**Task to complete**
Only the count is wanted here: how many lines of the entries hold the string "could"?

**Stored data entries**
================================

PR #712, opened 2022-07-28
abis: Move __sighandler to abis

Dennisbonke:

### DIFF
--- a/abis/linux/signal.h
+++ b/abis/linux/signal.h
@@ -94,6 +94,9 @@ typedef struct {
 extern "C" {
 #endif
 
+// Argument for signal()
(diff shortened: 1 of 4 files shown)


avdgrinten (commented):
Why is this done? AFAICS no ABI deviates from the current definition anyway.

Dennisbonke:
I tried to remember that, but unfortunately couldn’t figure out why I made this change. It could well be that we deem this unneeded, but I just wanted to try to PR some small stuff before August first and this one was small and easy to do.

Dennisbonke:
I don't remember why we needed this in the first place, and as such, I'm closing it for now.

PR #719, opened 2022-08-05
internal: use libsmarter

64:
Blocked on managarm/libsmarter#4.

### DIFF
--- a/meson.build
+++ b/meson.build
@@ -53,11 +53,19 @@ if not headers_only
 	libc_deps += frigg_dep
 	rtdl_deps += frigg_dep
 
+	libsmarter_dep = dependency(
+		'libsmarter',
+		default_options: [],
+		fallback: ['libsmarter', 'libsmarter_dep'],
+	)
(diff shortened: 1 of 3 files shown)


no92 (approved):
LGTM

avdgrinten (commented):
Why are the changes in cxxabi.cpp needed? libsmarter should not call these operators (for example, they do not exist in thor).

64:
libsmarter's make_shared at least seems to call `operator new`.

64:
Ah, okay. `allocate_shared` should do the same thing as `make_shared` but take an explicit allocator. We can just use that, then.

64:
IIRC I wanted to use it for refcounting stuff in ld.so so that we don't e.g leak memory when we destroy threads. This PR needs a bit of updating as per my last comment, though

Geertiebear:
Alright, but then at leas the use-case is clear, thanks.

no92:
Added with #1480.

PR #720, opened 2022-08-05
abis/linux: correct the ABI of some integer types

64:
Verified against musl, see https://github.com/bminor/musl/blob/46d1c7801bb509e1097e8fadbaf359367fa4ef0b/include/alltypes.h.in#L27-L35.


Dennisbonke (approved):
LGTM, might want to backport this into 3.0 too @Geertiebear? Not majorly important but it would be nice considering we're recommending the Linux ABI now.

64:
ABI checker gives a false positive: `ino_t` has been changed from signed to unsigned.

no92 (approved):

PR #721, opened 2022-08-05
options/glibc: simplify basename ABI and implementation

64:
This will need to be backported to the release branch, since it's an ABI break.

### DIFF
--- a/options/ansi/include/string.h
+++ b/options/ansi/include/string.h
@@ -62,27 +62,10 @@ void *memmem(const void *, size_t, const void *, size_t);
 
 /* Handling the basename mess:
  * If <libgen.h> is included *at all*, we use the XPG-defined basename
- * implementation, otherwise, we use the GNU one. Since our ABI previously
- * provided the XPG one under basename, we'll have to diverge from GNU here and
- * provide __mlibc_gnu_basename instead.
+ * implementation, otherwise, we use the GNU one.
  */
 #if defined(__MLIBC_GLIBC_OPTION) && defined(_GNU_SOURCE) && !defined(basename)
-char *__mlibc_gnu_basename_c(const char *path);
-
-# ifdef __cplusplus
-extern "C++" {
-static inline const char *__mlibc_gnu_basename(const char *path) {
-	return __mlibc_gnu_basename_c(path);
-}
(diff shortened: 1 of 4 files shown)


64:
ABI check fails, but that's deliberate.

options/posix/include/libgen.h
```diff
@@ -6,13 +6,8 @@
...
 
-#if defined(basename) && defined(_GNU_SOURCE)
-/* see: ./options/ansi/include/string.h, search for __mlibc_gnu_basename */
-# undef basename
-#endif
-
-char *basename(char *);
-#define basename basename
+char *__mlibc_xpg_basename(char *);
+#define basename __mlibc_xpg_basename
```
ArsenArsen, line 10: this will generate a redefinition warning

options/posix/generic/libgen-stubs.cpp
```diff
@@ -5,7 +5,9 @@
 
 #include <mlibc/debug.hpp>
 
-// Adopted from musl's code.
+// The functions in this file are adapted from musl.
+
+// Note that 'basename' here is defined to be __mlibc_xpg_basename by libgen.h.
```
ArsenArsen, line 10: I'm not sure this is sane

options/ansi/include/string.h
```diff
@@ -62,27 +62,10 @@ void *memmem(const void *, size_t, const void *, size_t);
...
-static inline char *__mlibc_gnu_basename(char *path) {
-	return __mlibc_gnu_basename_c(path);
-}
-}
-# else
-#  define __mlibc_gnu_basename __mlibc_gnu_basename_c
-# endif
-
-#define basename __mlibc_gnu_basename
+char *basename(const char *path);
```
ArsenArsen, line 68: again, this was deliberate (it prevents the `char * x = basename((const char *)"abc");` case.

ArsenArsen (changes requested):
I wouldn't mind removing the overloads if we decide to do that to be consistent with other string functions (though, it can change semantics of c++ programs, which is something to consider before finalizing a decision), but swapping the `__mlibc_gnu_basename_c` and `basename` symbols is a very unnecessary ABI break

PR #723, opened 2022-08-06
options/posix: include sys/select.h in sys/types.h

64:


Dennisbonke (approved):
LGTM

avdgrinten:
Why is this done? That doesn't seem right to me? If we need types from sys/select.h in sys/types.h, we should put them into a `bits/` header instead.

Dennisbonke:
> Why is this done? That doesn't seem right to me? If we need types from sys/select.h in sys/types.h, we should put them into a `bits/` header instead.

Yes, I’d agree, but since glibc includes the entire thing, and I believe musl does too, if the correct feature macro is defined (which, by glibc defaults, it is iirc), then just moving the FD_SET family of macros to a bits header doesn’t solve the entire problem. Applications assume that including sys/types.h exposes pselect and select too. I don’t like it either but this seems to be the glibc way. For context, it seems that 4.3BSD included sys/select.h in sys/types.h, which glibc will do if __USE_MISC is defined as true, which is the case if _DEFAULT_SOURCE is defined as true.

PR #725, opened 2022-08-08
options/posix: move poll(3) from linux option to posix

no92:


qookei (commented):
LGTM, but perhaps it'd be good to remove the `-stubs` infix from `poll-stubs.cpp`, since it doesn't contain any stubs

qookei (approved):

avdgrinten:
poll() is not in POSIX.

qookei:
```
CONFORMING TO
   poll() conforms to POSIX.1-2001 and POSIX.1-2008.       ppoll() is Linux-specific.
```
https://pubs.opengroup.org/onlinepubs/9699919799/functions/poll.html

avdgrinten:
Ah, I was looking for the wrong header.

By the way, shouldn't the poll.h header be moved too?

qookei:
Oh true, that header should be moved as well

no92:
The `poll.h` header is already part of the posix options.

PR #1127, opened 2024-09-20
misc: Prefix parameters in headers with underscores

Qwinci:
Prefix function parameters in headers with two underscores to reduce changes of clashing with eg. user defined macros, add missing parameter names and also a couple restrict fixes.


Geertiebear (approved):
LGTM

Dennisbonke (approved):
LGTM

PR #1129, opened 2024-09-21
Fix functions that were mangled by accident

qookei:
As discovered by #1119, some functions were erroneously mangled, which was caused by missing/broken prototypes in headers.


no92 (approved):
LGTM

PR #1132, opened 2024-09-24
Compilation with clang for managarm

no92:
These changes are needed to make mlibc compile for managarm, with clang. The result seems to work fine as a drop-in replacement for a gcc-compiled one.


Dennisbonke (approved):
LGTM

Geertiebear:
Could we add a CI case for this as well maybe? Then we could track our support.

no92:
We already have a GHA job, this patch just carries some changes to work for managarm, too.

PR #1136, opened 2024-10-03
sysdeps/astral: upstream port

Mathewnd:


meson.build
```diff
@@ -264,6 +264,15 @@ elif host_machine.system() == 'dripos'
 	rtld_include_dirs += include_directories('sysdeps/dripos/include')
 	libc_include_dirs += include_directories('sysdeps/dripos/include')
 	subdir('sysdeps/dripos')
+elif host_machine.system() == 'astral'
+        disable_crypt_option = true
```
no92, line 268: You seem to have mixed indentation here.

sysdeps/astral/crt-x86_64/crt0.S
```diff
@@ -0,0 +1,7 @@
+
+.section .text
+.global _start
+_start:
+    mov $main, %rdi
```
no92, line 5: Indentation uses spaces instead of tabs here.

no92 (commented):
LGTM, all I can complain about is the two places that indent using 4 spaces instead of tabs.

meson.build
```diff
@@ -264,6 +264,15 @@ elif host_machine.system() == 'dripos'
...
+        disable_iconv_option = true
+        disable_intl_option = true
```
mintsuki, line 270: I would leave these settings up to the configurer of mlibc rather than hardcoding them here. It also would align with the other ports.

Geertiebear (changes requested):
Welcome to the mlibc family :)

mintsuki (approved):

PR #1137, opened 2024-10-11
options/internal: correct setjmp/longjmp on aarch64

netbsduser:
The __mlibc_jmpbuf_register_state struct is good,
but the saving/restoring it was not.
As such, no ABI break.


no92 (approved):
LGTM

Dennisbonke (approved):
LGTM

PR #1138, opened 2024-10-11
options/posix: guard some fpu state definitions behind __x86_64__

netbsduser:
They appear to be from glibc's sys/ucontext.h, which only defines them under that condition.


Dennisbonke (commented):
Maybe add a `#warning` or `#error` for other architectures?

64:
I think this is an ok fix for now - ideally we ought to split these definitions out into separate files. Any code on non-x86 arches using fpregset will break because of this, but that seems ok because they 're using the wrong definitions anyway.

64 (approved):
Will merge shortly if no other objections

================================

**Solution below**
2